If it doesn't work, or it is clear it isn't going to work from the beginning, I switch to judo or wrestling.


----------



## drop bear (Nov 19, 2022)

I think the arm bar works more because people are afraid they will get shot if it doesn't. Rather than as a mechanical advantage.


----------



## Holmejr (Nov 19, 2022)

drop bear said:


> I think the arm bar works more because people are afraid they will get shot if it doesn't. Rather than as a mechanical advantage.


Probably


----------



## drop bear (Nov 19, 2022)

Anyway. For the armbar to work. You have to get the head lower than the arm. Which is hard if the are taller or stronger and just don't bend.

If you can achieve that. Then the arm bar has a chance.

My issue is if the arm pops out or you fail to get it. Their natural response is to turn and face. And then there is a massive risk they will hit you. Which happens a lot faster than people are willing to acknowledge generally.

You could probably do a sequence where you might be able to pull it off. But I haven't seen anyone really explore it.

So something like straight arm bar to two on one russian. Elbow pops up. Under hook and block the head. Reinforced undertook gets the head back down, fight again for that arm bar, mabye take the hammer lock if it presents.

Or if you do loose the whole thing, duck under the opposite arm take the back and fight from there.

Reinforced underhook


----------



## Jared Traveler (Nov 19, 2022)

drop bear said:


> I think the arm bar works more because people are afraid they will get shot if it doesn't. Rather than as a mechanical advantage.


Nope. It works because you are using it on a certain type of resistance, and on people in a certain state of mind.


----------



## Jared Traveler (Nov 19, 2022)

My 1-2-3 worked extremely well, and very reliably. I would attempt the straight armlock, if it failed and they straightened up and curled their arm in, I would hit them immediately with a close line version of O-soto Otoshi. Very reliable and quick takedown. I used that take down very often, many times after fishing for or attempting a straight arm lock.

If that failed I would quickly transition to a simple wrestling style snap down. Blending Akido, with Judo, with wrestling in a 1-2-3 combination.

It worked beautifully and came in handy often enough.

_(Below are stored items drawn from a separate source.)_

PR #149, opened 2026-08-10
Add native BGRA and RGBA input paths (zero-copy, bit-exact)

hasinoff:
- Adds kBGRAInput and kRGBAInput to PixelFormat in sjpegi.h.
- Implements optimized SSE2, NEON, and C scalar block converters in colors_rgb.cc for direct packed 32-bit pixel (BGRA and RGBA) to YUV conversion, dropping alpha on the fly without intermediate RGB copies.
- Exposes sjpeg::EncodeBGRA() and sjpeg::EncodeRGBA() overloads (ByteSink* and std::string*) in sjpeg.h and enc.cc under ad-hoc specialized functions.

### DIFF
--- a/src/colors_rgb.cc
+++ b/src/colors_rgb.cc
@@ -22,6 +22,7 @@
 
 #include <string.h>
 
+#include "sjpeg.h"
 #define SJPEG_NEED_ASM_HEADERS
 #include "sjpegi.h"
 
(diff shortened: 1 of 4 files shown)


src/sjpeg.h
skal65535: this patch adds new public functions to the API surface, so is worth a minor version bump (-> 0.1.1)

src/colors_rgb.cc
```diff
@@ -22,6 +22,7 @@
 
 #include <string.h>
 
+#include "sjpeg.h"
```
skal65535: strange that you need this include, since it's also included from sjpegi.h  (line 27 below)

src/sjpeg.h
hasinoff: Done

src/colors_rgb.cc
hasinoff: Removed it - this is just the Google style guide about includes for all direct uses creeping in.

jzern: > Removed it - this is just the Google style guide about includes for all direct uses creeping in.

We can do `// IWYU pragma: export` for that.

hasinoff: Done

skal65535 (approved):
nice!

Being a Sambo guy, I'm certainly familiar with the 2 on 1 position also. I have used that to do all of those techniques also. Including a belly version of the straight armbar takedown, transitioning to O-soto Otoshi, or what we called a Cuban leg grab. Works great also.


----------



## drop bear (Nov 19, 2022)

Jared Traveler said:


> Nope. It works because you are using it on a certain type of resistance, and on people in a certain state of mind.



That is exactly what I said.


----------



## Jared Traveler (Nov 19, 2022)

drop bear said:


> That is exactly what I said.


I must have missed it.


----------



## Kung Fu Wang (Nov 19, 2022)

drop bear said:


> But fighting to that position is super smart.


I can see at least 2 weak points at that position.

1. His opponent can get him into a reverse head lock (guillotine).
2. Since both of his opponent's hands are free, both of his opponent's hands can reach to his bear hug hands. If his opponent can pull one of his fingers out, his opponent can break his finger.

Bear hug is beginner level skill. But bear hug + leg skill (such as outer hook, or inner hook) is advance level skill. You can use "bear hug + leg skill" to take your opponent down with much less effort.

It's much easier to take your opponent down if you can move one of his feet off the ground first.


----------



## drop bear (Nov 19, 2022)

Kung Fu Wang said:


> I can see at least 2 weak points at that position.
> 
> 1. His opponent can get him into a reverse head lock (guillotine).
> 2. Since both of his opponent's hands are free, both of his opponent's hands can reach to his bear hug hands. If his opponent can pull one of his fingers out, his opponent can break his finger.
> ...



Rides kind of work the other way. Where you put weight on the body part. Then collapse its ability to sustain that weight.

The advantage of them is it uses gravity more than strength. So is very physically easy to do. But very physically hard to defend.


----------



## Kung Fu Wang (Nov 19, 2022)

drop bear said:


> Rides kind of work the other way. Where you put weight on the body part. Then collapse its ability to sustain that weight.
> 
> The advantage of them is it uses gravity more than strength. So is very physically easy to do. But very physically hard to defend.


The "leg skill" is not commonly used in MMA. May be this is the difference between MMA approach and TMA approach.

When you use 1 of your legs to hook 1 of your opponent's legs off the ground, your opponent is standing on 1 leg, but you are also standing on 1 leg. The single leg balance needs extra training. The double legs balance take less training.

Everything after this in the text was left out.